Thursday, 7 January 2010
Another Book Review... English Catholic Heroines, ed. Joanna Bogle, Gracewing (2009) pp. 318
Pope John Paul II, in Mulieris Dignitatem, called on the Church to be more vocal in giving thanks for “all the manifestations of the feminine ‘genius’ which have appeared in the course of [her] history.” English Catholic Heroines, edited by the much-loved Joanna Bogle, is a celebration of a large and varied group of women who have made their mark on the consciousness of the nation and the Church. It is also a fine, and much needed, compliment to its companion edition, English Catholic Heroes.

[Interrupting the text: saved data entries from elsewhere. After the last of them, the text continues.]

PR #1838, opened 2021-10-08
postinst: hardcode python binary and PYTHONPATH

orndorffgrant:
## Proposed Commit Message

```
postinst: hardcode python binary and PYTHONPATH

When the user's environment is set up to use a nonstandard python
installation, our postinst would fail. By specifying the exact python
binary to use, we avoid this problem. By also setting PYTHONPATH to the
location where our uaclient library is installed, we increase the
chances that we will succeed even if /usr/bin/python3 is overwritten.

If /usr/bin/python3 is overwritten with a different version of python,
whose standard library is incompatible with the expected version of
python, it is possible postinst could still fail.

Separately, if /usr/bin/python3 is overwritten with a different version
of python, the ua executable _will_ still fail.

LP: #1946034 #1944700 #1930121 #1938290 #1938074 #1927905
```

## Test Steps

1. Run the new integration tests.
2. Forgive me for making Jenkins compile python from source for CI (This is the only "natural" way that I could find where user will end up with a nonstandard python install that causes the symptoms of the linked LP bugs).

## Desired commit type

## Checklist

### DIFF
--- a/features/util.py
+++ b/features/util.py
@@ -8,7 +8,7 @@ import tempfile
 import textwrap
 import time
 from contextlib import contextmanager
-from typing import List
+from typing import Iterable, List
 
 import yaml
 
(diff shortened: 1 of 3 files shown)


debian/ubuntu-advantage-tools.postinst
```diff
@@ -16,6 +16,9 @@ fi
 # https://lintian.debian.org/tags/postinst-does-not-load-confmodule.html
 . /usr/share/debconf/confmodule
 
+PYTHON=/usr/bin/python3
+export PYTHONPATH=/usr/lib/python3/dist-packages
```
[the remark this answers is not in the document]
orndorffgrant: This should only affect commands run as part of this script, but that is a good point that that is unnecessary, we could instead change this to
```
PYTHON=/usr/bin/env PYTHONPATH=/usr/lib/python3/dist-packages /usr/bin/python3
```

and then we wouldn't need the export line. Thoughts?

debian/ubuntu-advantage-tools.postinst
```diff
@@ -16,6 +16,8 @@ fi
 # https://lintian.debian.org/tags/postinst-does-not-load-confmodule.html
 . /usr/share/debconf/confmodule
 
+PYTHON="/usr/bin/env PYTHONPATH=/usr/lib/python3/dist-packages /usr/bin/python3"
```
lucasmoura, line 19: Can we only have `/usr/lib/python3/`  as the python path here ?

features/util.py
```diff
@@ -113,13 +114,24 @@ def repo_state_hash(include_features: bool = False):
...
+
     git_diff_cmd = ["git", "diff"]
     if not include_features:
         files_and_folders = [f for f in os.listdir(".") if "features" not in f]
         git_diff_cmd += ["--", *files_and_folders]
-    rev_out = subprocess.check_output(git_rev_cmd)
     diff_out = subprocess.check_output(git_diff_cmd)
-    output_to_hash = rev_out + diff_out
+
+    git_status_cmd = ["git", "status", "--porcelain"]
```
lucasmoura, line 125: I see why we are doing this, but I don't know if we should. Any test script that we create or any manual test we add, will trigger for a new package build. I know this is the more complete solution, but I don't know if it pays off.

What do you think @renanrodrigo @blackboxsw ?

orndorffgrant: I updated this function to exclude more directories

debian/ubuntu-advantage-tools.postinst
orndorffgrant: I just tested and unfortunately, having only `/usr/lib/python3/` doesn't work here

features/util.py
```diff
@@ -88,38 +88,61 @@ def lxc_get_property(name: str, property_name: str, image: bool = False):
         return value
 
 
-def repo_state_hash(include_features: bool = False):
+def repo_state_hash(
+    exclude_dirs: List[str] = [".github", "demo", "features", "sru", "tools"]
```
lucasmoura, line 92: Even though we are not doing this at the moment, but if we modify the `exclude_dirs` default list on the function, we will modify it on all other calls of `repo_state_hash`.

I know we are not doing that, but it is better to be defensive here. It is better to have that as `None`  by default and set it up with a default list.

features/util.py
```diff
@@ -88,38 +88,61 @@ def lxc_get_property(name: str, property_name: str, image: bool = False):
...
+    git_status_cmd = ["git", "status", "--porcelain"]
+    status_out = subprocess.check_output(git_status_cmd).decode("utf-8")
+    status_lines = status_out.split("\n")
+    new_files = [name[3:] for name in status_lines if name.startswith("?? ")]
+    new_file_content = ""
+    for fname in new_files:
+        exclude = False
+        for exclude_dir in exclude_dirs:
+            if fname.startswith(exclude_dir):
+                exclude = True
```
lucasmoura, line 139: Let's add a `break` here

features/util.py
renanrodrigo: I think it is fine. We can tweak the "watched" directories in the future if needed, but so far, it works

lucasmoura (approved):

orndorffgrant:
LP 1920121 is now the single bug for this issue.

I've updated the commit and fixed the mypy issue that stopped the last jenkins run. Let's let jenkins do a full run now.

PR #1839, opened 2021-10-14
cli: implement update-info endpoint

renanrodrigo:
WIP for the update-info command.

Still needs:
- better unit tests, with a couple more controlled scenarios
- integration tests
- documentation
 
## Desired commit type

## Checklist


uaclient/update_info.py
```diff
@@ -0,0 +1,88 @@
...
+        "upgradable_packages": [],
+    }  # type: Dict[str, Any]
+    cache = Cache()
+    status = cfg.status()
+
+    is_attached = status.get("attached")
+    output["summary"]["attached"] = is_attached
+
+    if is_attached:
+        for service in ("esm-infra", "esm-apps"):
```
lucasmoura, line 59: Let's create a constant variable for this tuple

uaclient/update_info.py
```diff
@@ -0,0 +1,88 @@
...
+            entitled, enabled = get_service_status(status, service)
+            if entitled == "yes":
+                output["summary"]["entitled_services"].append(service)
+            if enabled == "enabled":
+                output["summary"]["enabled_services"].append(service)
+
+    upgradable_packages = [
```
lucasmoura, line 66: Maybe we should create auxiliary functions for the different parts of the code to easily test the individual pieces here

uaclient/cli.py
```diff
@@ -377,6 +387,10 @@ def refresh_parser(parser):
     return parser
 
 
+def action_update_info(args, *, cfg, **kwargs):
+    return json.dumps(update_info.update_info(cfg))
```
lucasmoura, line 391: We are only outputting this in json in the first iteration, right ? We want this to be user readable as well at some point in time, right ?

uaclient/update_info.py
renanrodrigo: I am sure we will need to do it in future iterations. As of now, I'd like to keep it as is, because it represents well which kind of data is being defined for the output and there is a single flow. Feel free to point out to pieces you think that can be isolated.

uaclient/update_info.py
```diff
@@ -0,0 +1,90 @@
+from typing import Any, Dict
```
orndorffgrant, line 1: I like that you moved this subcommand code into its own file +1

Should we also create a "subcommands/" directory and move this file there? Or do you think that is too much right now?

uaclient/update_info.py
```diff
@@ -0,0 +1,90 @@
...
+# All our unit tests are mocking the Cache object, so we are not losing
+# anything here. If by any chance there is no python3-apt in the future, the
+# integration tests should be able to detect it through failure, because we
+# don't expect an empty apt cache there.
+try:
+    from apt import Cache  # type: ignore
+except ImportError:
+
+    def Cache():
+        return []
```
orndorffgrant, line 17: Ack that the suggestion below is basically the same thing, but I think I prefer it because (1) it keeps the test mock in a test file, and (2) it won't require that we add more mock code to this file if we start to rely on additional members of `apt` in the future.

```diff
diff --git a/uaclient/conftest.py b/uaclient/conftest.py
index 5328878d..1fb3fa7d 100644
--- a/uaclient/conftest.py
+++ b/uaclient/conftest.py
@@ -1,5 +1,6 @@
 import io
 import logging
+import sys
 from typing import Any, Dict
 
 import mock
@@ -7,6 +8,10 @@ import pytest
 
 from uaclient.config import UAConfig
 
+# We are doing this because we are sure that python3-apt comes with the distro,
+# but it cannot be installed in a virtual environment to be properly tested.
+sys.modules["apt"] = mock.MagicMock()
+
 
 @pytest.fixture
 def caplog_text(request):
diff --git a/uaclient/update_info.py b/uaclient/update_info.py
index 3d9b9c88..2a981d2a 100644
--- a/uaclient/update_info.py
+++ b/uaclient/update_info.py
@@ -3,18 +3,7 @@ from typing import Any, Dict
 from uaclient import util
 from uaclient.config import UAConfig
 
-# We are doing this because we are sure that python3-apt comes with the distro,
-# but it cannot be installed in a virtual environment to be properly tested.
-# All our unit tests are mocking the Cache object, so we are not losing
-# anything here. If by any chance there is no python3-apt in the future, the
-# integration tests should be able to detect it through failure, because we
-# don't expect an empty apt cache there.
-try:
-    from apt import Cache  # type: ignore
-except ImportError:
-
-    def Cache():
-        return []
+from apt import Cache  # type: ignore
 
 
 ESM_SERVICES = ("esm-infra", "esm-apps")
```

uaclient/update_info.py
```diff
@@ -0,0 +1,90 @@
...
+
+
+ESM_SERVICES = ("esm-infra", "esm-apps")
+
+series = util.get_platform_info()["series"]
```
orndorffgrant, line 22: This is not for this PR but just an observation that I made recently that this reminds me of:

We call `get_platform_info` all over the codebase, and I don't think the result should ever change during one run, but it reads the os release file every single time. For that reason, it is good that you avoid calling this repeatedly (though it makes unit testing harder I think, see below). I _think_ we could just throw a `lru_cache` on this function and then call it repeatedly without remorse - that would clean up our log files as well, which currently log that we're reading that os file all the time. I'm not sure if there might be any unintended consequences to that though, @lucasmoura @blackboxsw thoughts?

uaclient/update_info.py
```diff
@@ -0,0 +1,90 @@
...
+        "{}-infra-updates".format(series),
+        "{}-infra-security".format(series),
+    ):
+        return "esm-infra"
+    if archive in (
+        "{}-apps-updates".format(series),
+        "{}-apps-security".format(series),
+    ):
+        return "esm-apps"
+    return archive
```
orndorffgrant, line 36: This kind of function is perfect for an easy parametrized unit test, though the `series` variable at the module level might complicate things. You could call that down in `update_info` and pass it as a param instead

uaclient/update_info.py
```diff
@@ -0,0 +1,90 @@
...
+    output["summary"]["attached"] = is_attached
+
+    if is_attached:
+        for service in ESM_SERVICES:
+            entitled, enabled = get_service_status(status, service)
+            if entitled == "yes":
+                output["summary"]["entitled_services"].append(service)
+            if enabled == "enabled":
+                output["summary"]["enabled_services"].append(service)
+
```
orndorffgrant, line 67: We already have ways of attaining entitled/enabled status that doesn't require interpreting the results of the current schema/values of `cfg.status()`
```suggestion
            ent = entitlements.ENTITLEMENT_CLASS_BY_NAME[service](cfg)
            if ent.contract_status() == ContractStatus.ENTITLED:
                output["summary"]["entitled_services"].append(service)
            if ent.application_status()[0] == status.ApplicationStatus.ENABLED:
                output["summary"]["enabled_services"].append(service)
```

uaclient/update_info.py
```diff
@@ -0,0 +1,90 @@
...
+    upgradable_packages = [
+        package
+        for package in cache
+        if package.is_installed and max(package.versions) != package.installed
```
orndorffgrant, line 71: We also need to filter out all packages with upgrades that don't come from either esm-infra or esm-apps

ubuntu-advantage.1
```diff
@@ -92,6 +92,11 @@ of:
 whether this service would be available if this machine were attached.
 The possible values are \fIyes\fR or \fIno\fR.
 
+.TP
+.B update-info
+Show updates for packages in the system, including all available UA ESM
+related content.
```
orndorffgrant, line 98:
```suggestion
Show updates for packages in the system that come from UA ESM sources.
```

@renanrodrigo @lucasmoura @blackboxsw Am I correct that we don't want to show _all_ updates here. We only want to show updates that could come from esm-infra or esm-apps, right?

orndorffgrant (changes requested):
This is looking good! Just a few requests - main thing is that I believe we should only be displaying updates that come from either esm-infra or esm-apps.

uaclient/update_info.py
renanrodrigo: Oh this true - I was able to reproduce it working. Thanks for reminding me of this. I will update the code to use this approach.

uaclient/update_info.py
renanrodrigo: nice, will update

features/attached_commands.feature
```diff
@@ -611,3 +611,51 @@ Feature: Command behaviour when attached to an UA subscription
...
+        Then stdout matches regexp:
+        """
+        "entitled_services": \["esm-infra", "esm-apps"\]
+        """
+        When I run `apt-get install -y <test_pkg>=<outdated_version>` with sudo
+        And I run `ua update-info` as non-root
+        Then stdout matches regexp:
+        """
+        "package": "<test_pkg>"
+        """
```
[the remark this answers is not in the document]
lucasmoura: @renanrodrigo Let's move this test into the unattached features

uaclient/cli.py
```diff
@@ -350,6 +350,16 @@ def fix_parser(parser):
...
 
 
+def update_info_parser(parser):
+    """Build or extend an arg parser for update-info subcommand."""
+    parser.prog = "update-info"
+    parser.description = (
+        "Show updates for packages in the system, including all available UA"
+        " ESM related content."
+    )
+    return parser
```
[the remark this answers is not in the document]
renanrodrigo: As discussed, the help message for the missing `--format` is the way to go here.

PR #1843, opened 2021-10-19
chore: cache get_platform_info calls

renanrodrigo:
Per comment in #1839, cache the calls to get_platform_info.
We don't expect it to change often, and we call it here and there.

## Desired commit type

## Checklist

### DIFF
--- a/uaclient/contract.py
+++ b/uaclient/contract.py
@@ -268,8 +268,13 @@ class UAContractClient(serviceclient.UAServiceClient):
         if not machine_id:
             machine_id = util.get_machine_id(self.cfg)
         platform = util.get_platform_info()
-        arch = platform.pop("arch")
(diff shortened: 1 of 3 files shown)


lucasmoura (approved):

orndorffgrant (approved):
Thanks for figuring out that error - looks great!

uaclient/contract.py
```diff
@@ -268,8 +268,13 @@ def _get_platform_data(self, machine_id):
         if not machine_id:
             machine_id = util.get_machine_id(self.cfg)
         platform = util.get_platform_info()
-        arch = platform.pop("arch")
-        return {"machineId": machine_id, "architecture": arch, "os": platform}
+        platform_os = platform.copy()
+        arch = platform_os.pop("arch")
```
blackboxsw, line 272: ohh man. nice resolution here! Thanks for getting that.

PR #1845, opened 2021-10-20
proof of concept: build script for standalone distribution of ua

orndorffgrant:
***Do not merge***

This is a proof of concept for how we might build a standalone distribution of ua for use in docker containers.


orndorffgrant:
Closing as it seems unlikely we will need this. We can always find it later if we do need it.

PR #1851, opened 2021-10-27
Security status beta flag and schema version (SC-528)

orndorffgrant:
## ToDo

- [x] update integration tests
- [x] update unit tests

## Proposed Commit Message

```
security-status: add a schema version and required beta flag
```

## Test Steps

Verify that you can't run the command without the beta flag.
Verify that the schema version in the output is sensible. (is a string okay?)

## Desired commit type

## Checklist

### DIFF
--- a/features/attached_commands.feature
+++ b/features/attached_commands.feature
@@ -625,13 +625,25 @@ Feature: Command behaviour when attached to an UA subscription
            | focal   |
 
     @series.xenial
+    @series.bionic
     @uses.config.machine_type.lxd.container
-    Scenario: Run security-status on an Ubuntu machine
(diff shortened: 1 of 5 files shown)


blackboxsw (approved):
+1 all good here. thanks for the integration coverage. 

Two things I'd like to see later as we iterate:
1. pretty format of json/yaml output by default  to aid in readability.
2.  integration tests might need to grow a new step such as "stdout is formatted as `{output_format}` with `{json_object_path}` value `{value}`. So we can avoid generic regex checks that could match other parts of the output 


Neither of these suggestions are needed for this beta inclusion

blackboxsw:
Unrelated CI timeout error on this.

Joanna Bogle immediately acknowledges the pertinent questions raised by the title of this book – namely, what makes a Catholic heroine, and what exactly does it mean to be English? Some of the women in the book will be well known to us, and others less so. The heroic virtues of a number have been recognised for quite some time – especially amongst the likes of Blessed Margaret Pole or St Margaret Clitherow. Their heroism shines forth in martyrdom and saintly lives. Compared to them some women contained in the book might not seem that heroic or virtuous, even if they happen to be Catholic. Those with a passing interest in the life of Maria Fitzherbert might be surprised to see her name in the Contents page! Some of those discussed in the book have an undoubted English lineage, such as the Yorkshire lass, Mary Ward. Yet, others might not appear to be that English at all – one wonders what some Scots might make of having St Margaret, Queen of Scotland, amongst the entries? Of course, as Joanna Bogle rightly argues and demonstrates, neither heroic Catholic virtue nor Englishness is as easy to quantify as we might first think. For example, Queen Margaret of Scotland was actually an Anglo-Saxon and therefore is more than capable of rightly taking her place within the collection. Maria Fitzherbert, often dismissed as just a “mistress of George IV”, turns out to have been, according to her biographer Mark Elvins OFMCap., “a heroic and kind-hearted woman.” I was genuinely amazed to read the lesser-known facts of her story, such as her loyalty to her faith, her need to live a life conformed to Christian conscience, and her generosity to the poor of Brighton.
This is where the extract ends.